Stored data
PR #3475, opened 2020-04-03
ng: bootstrap core store from hash

stephanwlee:
Noet that this introduces deeplink module that manages everything
related to deeplinking.

Deeplinking, whether we have a router or not, is a feature want to
support. Since most of the deeplink states are present in the hash, the
module is responsible for read/write with the hash directly.

hash_storage module should be part of the deep link module but since it
is already being used internally, we will have to make a careful changes
while not breaking any apps. The change will be made in a follow up.

### DIFF
--- a/tensorboard/webapp/core/core_module.ts
+++ b/tensorboard/webapp/core/core_module.ts
@@ -30,9 +30,9 @@ import {HashDeepLinker} from '../deeplink';
 
 @NgModule({
   imports: [
-    TBServerDataSourceModule,
-    StoreModule.forFeature(CORE_FEATURE_KEY, reducers, CORE_STORE_CONFIG_TOKEN),
     EffectsModule.forFeature([CoreEffects]),
+    StoreModule.forFeature(CORE_FEATURE_KEY, reducers, CORE_STORE_CONFIG_TOKEN),
+    TBServerDataSourceModule,
   ],
   providers: [
     {
--- a/tensorboard/webapp/core/core_module.ts
+++ b/tensorboard/webapp/core/core_module.ts
@@ -16,16 +16,30 @@ import {NgModule} from '@angular/core';
 import {StoreModule} from '@ngrx/store';
 import {EffectsModule} from '@ngrx/effects';
 
+import {TBServerDataSourceModule} from '../webapp_data_source/tb_server_data_source_module';
+
 import {reducers} from './store';
 import {CoreEffects} from './effects';
 import {CORE_FEATURE_KEY} from './store/core_types';
-import {TBServerDataSourceModule} from '../webapp_data_source/tb_server_data_source_module';
+import {
+  CORE_STORE_CONFIG_TOKEN,
+  getConfig,
+} from './store/core_initial_state_provider';
+import {DeepLinkModule} from '../deeplink/deeplink_module';
+import {HashDeepLinker} from '../deeplink';
 
 @NgModule({
   imports: [
     TBServerDataSourceModule,
-    StoreModule.forFeature(CORE_FEATURE_KEY, reducers),
+    StoreModule.forFeature(CORE_FEATURE_KEY, reducers, CORE_STORE_CONFIG_TOKEN),
     EffectsModule.forFeature([CoreEffects]),
+  ],
+  providers: [
+    {
+      provide: CORE_STORE_CONFIG_TOKEN,
+      deps: [HashDeepLinker],
+      useFactory: getConfig,
+    },
   ],
 })
 export class CoreModule {}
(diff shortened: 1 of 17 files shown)


tensorboard/webapp/deeplink/hash_test.ts
```diff
@@ -0,0 +1,94 @@
...
+    } as any);
+    createElement.and.callThrough();
+  });
+
+  it('sets the hash to plugin id by replacing on first load', () => {
+    store.overrideSelector(getActivePlugin, 'foo');
+    const fixture = TestBed.createComponent(HashStorageContainer);
+    fixture.detectChanges();
+
+    expect(setStringSpy).toHaveBeenCalledWith(jasmine.any(String), 'foo', {
```
caisq, line 64: Is there value in asserting that the key argument used is `'__tab__'` by using a `TEST_ONLY`? Same in the following parts in this file.

tensorboard/webapp/core/core_module.ts
```diff
@@ -16,16 +16,30 @@ import {NgModule} from '@angular/core';
...
+  getConfig,
+} from './store/core_initial_state_provider';
+import {DeepLinkModule} from '../deeplink/deeplink_module';
+import {HashDeepLinker} from '../deeplink';
 
 @NgModule({
   imports: [
     TBServerDataSourceModule,
-    StoreModule.forFeature(CORE_FEATURE_KEY, reducers),
+    StoreModule.forFeature(CORE_FEATURE_KEY, reducers, CORE_STORE_CONFIG_TOKEN),
```
caisq, line 34: nit: Sort args please.

tensorboard/webapp/core/store/core_reducers.ts
```diff
@@ -112,6 +115,6 @@ const reducer = createReducer(
   })
 );
 
-export function reducers(state: CoreState, action: Action) {
+export function reducers(state: CoreState | undefined, action: Action) {
```
caisq, line 118: To help me understand: why is this change necessary?

tensorboard/webapp/deeplink/hash.ts
```diff
@@ -0,0 +1,63 @@
...
+
+    tfGlobals.tf_globals.setUseHash(true);
+  }
+
+  getString(key: string): string {
+    return this.tfStorage.tf_storage.getString(key);
+  }
+
+  setString(key: string, value: string, options?: SetStringOption): void {
+    return this.tfStorage.tf_storage.setString(key, value, options);
```
caisq, line 53: `return` can be omitted. Same for `setPluginId()` below.

tensorboard/webapp/deeplink/types.ts
```diff
@@ -0,0 +1,26 @@
...
+Unless required by applicable law or agreed to in writing, software
+distributed under the License is distributed on an "AS IS" BASIS,
+WITHOUT WARRANTIES OR CONDITIONS OF ANY KIND, either express or implied.
+See the License for the specific language governing permissions and
+limitations under the License.
+==============================================================================*/
+
+export interface SetStringOption {
+  defaultValue?: string;
+  useLocationReplace?: boolean;
```
caisq, line 18: I don't believe there is a doc string for this parameter in the tensorboard code base. Consider providing one here.

tensorboard/webapp/plugins/plugins_container.ts
```diff
@@ -30,7 +30,7 @@ const activePlugin = createSelector(
   getPlugins,
   getActivePlugin,
   (plugins, id): UiPluginMetadata | null => {
-    if (!id || !plugins) return null;
+    if (!id || !plugins[id]) return null;
```
caisq, line 33: This is not directly related to the main changes in this PR, but fixing a pre-existing bug, right?

tensorboard/webapp/core/store/core_reducers.ts
stephanwlee: Correct. When injected the state via third arguments in the `StoreModule.forFeature`, it looks like the `state` can be undefined.

tensorboard/webapp/plugins/plugins_container.ts
stephanwlee: It is related. After this change, the store now has `activePlugin` state but no the `plugins`. Previously, the `activePlugin` was available only after `plugins` were set. 

In other words, only after this change, this bug manifests.

tensorboard/webapp/core/core_module.ts
stephanwlee: Btw, that is generally not applicable. Order of dependencies changes order of execution so if you want to override a provider for customization, that has to appear at the end.

PR #3476, opened 2020-04-03
build: refactor ng_polymer_lib to be reused.

stephanwlee:
ng_polymer_lib and tensorboard.html should differ in only two things:
- only former has Angular related code bundled separately.
- only latter has entry point for tf-tensorboard
(`<body><tf-tensorboard>`).

This change refactors so that all the Polymer binary without the entry
point is shared between Polymer TensorBoard and Angular TensorBoard.

### DIFF
--- a/tensorboard/components/BUILD
+++ b/tensorboard/components/BUILD
@@ -6,11 +6,39 @@ load("//tensorboard/defs:vulcanize.bzl", "tensorboard_html_binary")
 licenses(["notice"])  # Apache 2.0
 
 tf_web_library(
+    name = "polymer_lib",
+    srcs = [
+        "polymer_lib.html",
+    ],
+    path = "/",
+    deps = [
+        ":analytics",
+        ":security",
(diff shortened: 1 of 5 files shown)


stephanwlee:
cc @caisq

tensorboard/components/BUILD
```diff
@@ -5,12 +5,40 @@ load("//tensorboard/defs:vulcanize.bzl", "tensorboard_html_binary")
...
+tf_web_library(
+    name = "polymer_lib",
+    srcs = [
+        "polymer_lib.html",
+    ],
+    path = "/",
+    deps = [
+        ":analytics",
+        ":security",
+        "//tensorboard/components/tf_backend",
```
psybuzz, line 17: :security, tf_backend, tf_storage, tf_tensorboard:registry were only present in the old `ng_polymer.html`.  Now that the new `polymer_lib.html` doesn't HTML-import them, can they be dropped from these BUILD deps?

PR #3479, opened 2020-04-04
hparams: recognize empty plugin content

wchargin:
Summary:
Addresses a deferred review comment from #3449. This shouldn’t matter in
practice, because `HParamsPluginData` values always supposed to have one
of the `oneof data` fields set, so even an experiment with no hparams,
no metrics, and no start time would have plugin content of `\x12\x00`.
But conceptually this code is trying to check for `None`, not “`None` or
empty”, so this saves future readers from having to convince themselves
that the two conditions are equivalent.

Test Plan:
Unit tests pass and a spot-check of the dashboard checks out.

wchargin-branch: hparams-empty-plugin-content


wchargin:
No problem! It was a nice relaxing commit for a Friday afternoon. :-)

Task brief:
Exactly the lines from the one containing "to have one" through the end of the records should be reproduced, and no others.

Exercise output:
practice, because `HParamsPluginData` values always supposed to have one
of the `oneof data` fields set, so even an experiment with no hparams,
no metrics, and no start time would have plugin content of `\x12\x00`.
But conceptually this code is trying to check for `None`, not “`None` or
empty”, so this saves future readers from having to convince themselves
that the two conditions are equivalent.

Test Plan:
Unit tests pass and a spot-check of the dashboard checks out.

wchargin-branch: hparams-empty-plugin-content


wchargin:
No problem! It was a nice relaxing commit for a Friday afternoon. :-)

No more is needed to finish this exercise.